Extracted information
PR #1194, opened 2026-04-07
fix: populate feature flags before auth notification [IDE-1901]

nick-y-snyk:
## Summary

- Fix race condition where scans after login fail with "Snyk Code is not enabled" because the IDE triggers a scan before SAST settings are cached
- `postCredentialUpdateHook` runs `populateAllFolderConfigs` between credential storage and auth notification, ensuring feature flags and SAST settings are available before the IDE reacts
- `sendFolderConfigs` made synchronous in login command

## Review feedback addressed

Prompt
Leaving each word as it is, reproduce all the material.

Solved exercise
PR #1194, opened 2026-04-07
fix: populate feature flags before auth notification [IDE-1901]

nick-y-snyk:
## Summary

- Fix race condition where scans after login fail with "Snyk Code is not enabled" because the IDE triggers a scan before SAST settings are cached
- `postCredentialUpdateHook` runs `populateAllFolderConfigs` between credential storage and auth notification, ensuring feature flags and SAST settings are available before the IDE reacts
- `sendFolderConfigs` made synchronous in login command

## Review feedback addressed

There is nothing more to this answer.